**Entries supplied**

PR #10415, opened 2021-12-26
Add comprehensive tests to log and exp functions in std.math

LewisGaul:
Tracked at https://github.com/LewisGaul/zig/wiki/Maths-APIs. There are still plenty of TODOs there, but I consider this in a good state to get merged (especially as it includes multiple fixes, listed below).

This improves on the test framework added in https://github.com/ziglang/zig/pull/10149 and https://github.com/ziglang/zig/pull/10046 - I will rebase those PRs after this is merged so that the focus there can be solely on `f128` support.

- Add test framework (at `lib/std/math/test.zig`) for maths functions that take in a float and output a float of the same type, e.g. `exp()`
- Create tests for all exp/log functions under `lib/std/math/test/`
  - Sanity tests, taken from [libc-test](https://wiki.musl-libc.org/libc-test.html) (e.g. [exp.h](http://nsz.repo.hu/git/?p=libc-test;a=blob;f=src/math/sanity/exp.h;h=7cbdfcae8770955be175e824e92e535fabae4430;hb=HEAD))
  - Special cases (inf, nan, 0, ...)
  - Boundary cases (last value before inf, first subnormal, ...)
- Remove special case tests from function implementation modules to avoid duplication (leave the basic tests intact)
- Fixes:
  - `exp2_32()` flushing to zero too soon
  - `expm1_32()` giving incorrect results for a certain range of small negative inputs
  - `ln64()` giving incorrect results for positive subnormal inputs
  - Some functions returning canonical NaN instead of passing through input NaNs unchanged (as per Musl and GCC)
  - `log10_64()` returning 32-bit inf and NaN, which is fine as it's cast up, except casting NaN results in failure to pass through the input unchanged

Example output with the 'verbose' flag toggled for debugging (failing test added for illustration):
```
$./zig test --zig-lib-dir lib lib/std/math/test.zig --test-filter 'exp32() boundary'
Test [0/1] test.exp.test "math.exp32() boundary"...
 IN:  0x42B17217  0x1.62e42ep6      8.87228317e+01
OUT:  0x7F7FFF84  0x1.ffff08p127    3.40279851e+38

 IN:  0x42B17218  0x1.62e43p6       8.87228393e+01
OUT:  0x7F800000  inf               inf

 IN:  0x7F7FFFFF  0x1.fffffep127    3.40282346e+38
OUT:  0x7F800000  inf               inf

 IN:  0x00000001  0x0.000002p-126   1.40129846e-45
OUT:  0x3F800000  0x1p0             1.0e+00

 IN:  0x80000001  -0x0.000002p-126  -1.40129846e-45
OUT:  0x3F800000  0x1p0             1.0e+00

 IN:  0x00800000  0x1p-126          1.17549435e-38
OUT:  0x3F800000  0x1p0             1.0e+00

 IN:  0x80800000  -0x1p-126         -1.17549435e-38
OUT:  0x3F800000  0x1p0             1.0e+00

 IN:  0xC2CFF1B4  -0x1.9fe368p6     -1.03972076e+02
OUT:  0x00000001  0x0.000002p-126   1.40129846e-45

 IN:  0xC2CFF1B5  -0x1.9fe36ap6     -1.03972084e+02
OUT:  0x00000000  0x0.0p0           0.0e+00

 IN:  0xC2AEAC4F  -0x1.5d589ep6     -8.73365402e+01
OUT:  0x00800026  0x1.00004cp-126   1.17549967e-38

 IN:  0xC2AEAC50  -0x1.5d58ap6      -8.73365478e+01
OUT:  0x007FFFE6  0x0.ffffccp-126   1.17549070e-38

 IN:  0x3FE07FF7  0x1.c0ffeep0      1.75390517e+00
OUT:  0x40B8DE2A  0x1.71bc54p2      5.77711963e+00
EXP:  0x3FDF778F  0x1.beef1ep0      1.74583613e+00
FAILURE: expected exp(0x1.c0ffeep0)->0x1.beef1ep0, got 0x1.71bc54p2 (32-bit)

Subtest summary: 11 passed; 1 failed
Test [1/1] test.exp.test "math.exp32() boundary"... FAIL (Failure)
lib/std/math/test.zig:90:17: 0x21769a in Testcase(std.math.exp.exp,"exp",f32).run (test)
                ^
lib/std/math/test.zig:111:23: 0x21667c in runTests (test)
    if (failures > 0) return error.Failure;
                      ^
lib/std/math/test/exp.zig:76:5: 0x216055 in test.exp.test "math.exp32() boundary" (test)
    try runTests(cases);
    ^
lib/std/math/zig-cache/o/a0bcd24bc7b2dc984cfd0a4c01be1d2e/test ./zig
```


LewisGaul:
@matu3ba @tiehuis @viriuwu

andrewrk (approved):

LewisGaul:
Is there something that needs adding somewhere to make these tests run with `zig build test`? I'm currently looking for it...

LewisGaul:
> Is there something that needs adding somewhere to make these tests run with `zig build test`? I'm currently looking for it...

Added `_ = @import("math/test.zig");` in a test block in `lib/std/math.zig`, seems to have done the trick :)

lib/std/math/test/log1p.zig
```diff
@@ -0,0 +1,103 @@
...
+const nan64 = math.nan_f64;
+
+const Tc32 = Testcase(math.log1p, "log1p", f32);
+const tc32 = Tc32.init;
+
+const Tc64 = Testcase(math.log1p, "log1p", f64);
+const tc64 = Tc64.init;
+
+// Special-case tests shared between different float sizes, see genTests().
+const special_tests = .{
```
matu3ba, line 17: For review its easier to write the special mathematical properties of log1p as set notation where log1p is defined as what value either above the test cases or near the top:
```txt
// log1p(a) - natural logarithm of one plus the input array, element-wise
in -> out
[-inf .. -min] -> -inf
..
[max .. inf] -> inf
```
Also order numbers from min to max input for consistency to minimize risk of leaving any gaps in the wanted test set.

lib/std/math/test.zig
```diff
@@ -0,0 +1,177 @@
+const std = @import("../std.zig");
+const print = std.debug.print;
+const meta = std.meta;
+const math = std.math;
+const bitCount = meta.bitCount;
+const nan = math.nan;
+
+// Switch to 'true' to enable debug output.
+var verbose = false;
```
matu3ba, line 9: The verbose flag should be justified. Why not use comptime log scope here? Tests are relative fast to compile and you also dont obtain the value from the test runner via cmd flag or stuff like that.

lib/std/math/test/log1p.zig
```diff
@@ -0,0 +1,103 @@
...
+        // zig fmt: on
+    };
+    try runTests(cases);
+}
+
+test "math.log1p_64() sanity" {
+    const cases = [_]Tc64{
+        // zig fmt: off
+        tc64(-0x1.02239f3c6a8f1p+3,  nan64               ),
+        tc64( 0x1.161868e18bc67p+2,  0x1.ad1bdd1e9e686p+0), // Disagrees with GCC in last bit
```
matu3ba, line 71: If you have stuff like `Disagrees`, always put a `TODO` so you later dont forget.

lib/std/math/test/exp.zig
```diff
@@ -0,0 +1,131 @@
...
+
+test "math.exp64() special" {
+    const cases = test_utils.genTests(Tc64, special_tests) ++ test_utils.nanTests(Tc64);
+    try runTests(cases);
+}
+
+test "math.exp64() boundary" {
+    const cases = [_]Tc64{
+        // zig fmt: off
+        tc64( 0x1.62e42fefa39efp+9,    0x1.fffffffffff2ap+1023), // The last value before the result gets infinite
```
matu3ba, line 117: when I read stuff like this I am wondering, why no `-inf64`?
Why not sort from min to max input?

matu3ba (changes requested):
Good job so far! It looks like a pile of work.

Verbose needs explanation and the tests have no great documentation in what input range you want to test.

Take as example https://github.com/ziglang/zig/blob/405ff911dae3ca10af380e5dd8e2dfda4a570191/lib/std/special/compiler_rt/negsi2_test.zig#L22
where you can see how input range maps to what is the representation.

Other than that, this needs likely to be eventually split into multiple PRs.

lib/std/math/test/log1p.zig
LewisGaul: Well, this was explicitly *not* considered as a TODO, rather just a note - this value agrees with Musl (which our implementation is based on) but not with GCC.

Musl seems to say the guarantee is that the error for `log1p()` is always less than 1 ULP (see [here](https://git.musl-libc.org/cgit/musl/tree/src/math/log1p.c#n36)), which leaves room for the last bit being wrong - are you saying this is a violation of IEEE754 and a different implemetation should be used? I'm not sure whether the GCC guarantees are stronger.

lib/std/math/test/exp.zig
LewisGaul: My intention was the following:
- 'special' tests covering special inputs, e.g. `0`, `1`, `+/-inf`, various NaNs, special numbers such as `ln2` or `e`
- 'boundary' tests covering special outputs (first/last inputs giving results in the different parts of the output range), e.g. last input before result is inf, first input where result is inf, ...
- 'sanity' tests for some other random/regular inputs just to give a sanity check over whether the implementation is working for mainline cases (I don't consider the actual values that important, since the special/boundary tests should be covering the full domain/range)

I ended up also including boundary *input* values (not covered in the 'special' tests) in the 'boundary' tests too though, such as float max/min/true min, which are definitely worth covering (there are code branches for handling subnormal inputs for example). There didn't seem to be much value in including all boundary inputs if they result in the same output (e.g. `exp(x) -> 0`, where `x < -1p+7`, so why bother with `-floatMax()` when checking the first value that hits zero). However, I'm fine with including all those cases more systematically if you think that's worth doing.

lib/std/math/test.zig
LewisGaul: Yeah, I was thinking this could be hooked up better. Any advice on how to do so? I'm not hugely familiar with running the Zig test suite. What do you mean by comptime log scope? How would I obtain "the value" from the test runner?

lib/std/math/test/log1p.zig
LewisGaul: Ok, I'll add a comment at the top of each test file explaining the domain->range mapping. Sorting the tests seems sensible too.

LewisGaul:
> Not sure, if this should be split into multiple PRs. I tend to correct comments etc to clarify things, if I add another PR with the same type of stuff.

Sorry, I'm not sure what you meant by the second sentence above. How were you thinking this PR should be split? My thinking was that the test infra doesn't make sense without the tests, the tests don't pass without the code fixes, and the code fixes should be accompanied by tests! I guess it could be split by only adding the tests at first, with failing testcases commented out with TODOs, and then (a) separate PR(s) raised for the actual code fixes and uncommenting the failing testcases - would that be useful from a tracking perspective, e.g. for release notes?

> Deviation to GCC should be explainied, as the standard is explicit on errors: there must be none.

It would seem reasonable for the standard to say that, but I haven't seen that... could you point me to where it says that? My reading of the various methods for computing these functions (mainly based on comments at the top of the implementations) is that the max error is 1 ULP or less, but this does leave room for the last bit to be wrong. If this is the case then I'm not sure whether it's Musl or GCC that has the last-bit error in these cases! Note there are more that I've identified:
- `exp_32()`: https://github.com/LewisGaul/zig-f128math/blob/main/hypothesis/test.py#L124
- `log2_32()`: https://github.com/LewisGaul/zig-f128math/blob/main/hypothesis/test.py#L168
- `log2_64()`: https://github.com/LewisGaul/zig-f128math/blob/main/hypothesis/test.py#L177

lib/std/math/test/log1p.zig
matu3ba: You probably want this note then near the top level decl.
I checked the musl source and it looks like they ported all their tests to be out of tree into [libc-test](https://wiki.musl-libc.org/libc-test.html).
Their thoroughly tests are also GPLed, but most are MIT.
For example, log1p.h has 550 test cases heavily commented.

If you run `rg 02239f3c6a8f1` in their repo you get alot of matches on `-0x1.02239f3c6a8f1p+3` and a macro like this:
```c
T(RN,   -0x1.02239f3c6a8f1p+3,                     nan,          0x0p+0, INVALID)
```

Should we port this behavior or do you even want to write a helper script to convert that macro stuff?
To me, it sounds simpler to track all upstream test changes then and you dont need to manually port them.

matu3ba:
2 ideas for discussion

1. port [libc-test](https://wiki.musl-libc.org/libc-test.html) to zig
- 1.1. Port the test running functions from [libc-test](https://wiki.musl-libc.org/libc-test.html), which is the test library of musl. 
- 1.2. Use scripts to generate the test code from the musl test macros.
- more code to write, but less dependency on C/clang
- caveat, but actually a feature: Include the comments in the generated test code.

2. vendor [libc-test](https://wiki.musl-libc.org/libc-test.html) 
- 2.1 use zig stubs for the build scripts and test calls
- less code to write, but more dependency on C/clang

lib/std/math/test.zig
matu3ba: Use `log.info` like in `heap/logging_allocator.zig`.

Usage from the test runner would be then in the test block or file
`pub const log_level: std.log.Level = .info;`, but this should either be a comment or removed.
Make sure you dont get name clashes, ie prefix log with `std.log`.

matu3ba:
@LewisGaul
> It would seem reasonable for the standard to say that, but I haven't seen that

I checked again and 1lub deviation is accepted for regular IEEE floating point functions. Fastmath conforming floating stuff is accepted with up 4lub deviation.
Unfortunately they dont include how they came up with the [error bound for the specific input or who generated them etc](https://git.musl-libc.org/cgit/musl/tree/src/math/log1p.c#n36):
```txt
 * Accuracy:
 *      according to an error analysis, the error is always less than
 *      1 ulp (unit in the last place).
 ```
[Here is an example how to dervie them](https://cs.stackexchange.com/a/111329).

andrewrk:
@LewisGaul I'm very interested in getting this merged. Are you willing to do the rebase? Just need that green CI and then we're good to go.

andrewrk:
Closing because it's old, has conflicts, and not passing the CI. Above comment stands - would love to see this resurrected!

LewisGaul:
Hey @andrewrk definitely planning on coming back to this PR and the related ones that had been languishing. Closing these for now seems the right approach and I can rebase before creating new ones. BTW I think the CI issues were only due to an underlying f128 issue, I'm not sure whether that's been fixed yet.

andrewrk:
There have been a lot of `f80` and `f128` fixes in the last month. I'll pay closer attention if you open a fresh PR and get involved in fixing any bugs that you surface this time. I'm sorry for dropping the ball on that last time.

**What to do**
The lines of the data, from the first through the one containing "Tracked at https://github.com/LewisGaul/zig/wiki/Maths-APIs.", are to be transcribed exactly.

**Answer for this exercise**
PR #10415, opened 2021-12-26
Add comprehensive tests to log and exp functions in std.math

LewisGaul:
Tracked at https://github.com/LewisGaul/zig/wiki/Maths-APIs. There are still plenty of TODOs there, but I consider this in a good state to get merged (especially as it includes multiple fixes, listed below).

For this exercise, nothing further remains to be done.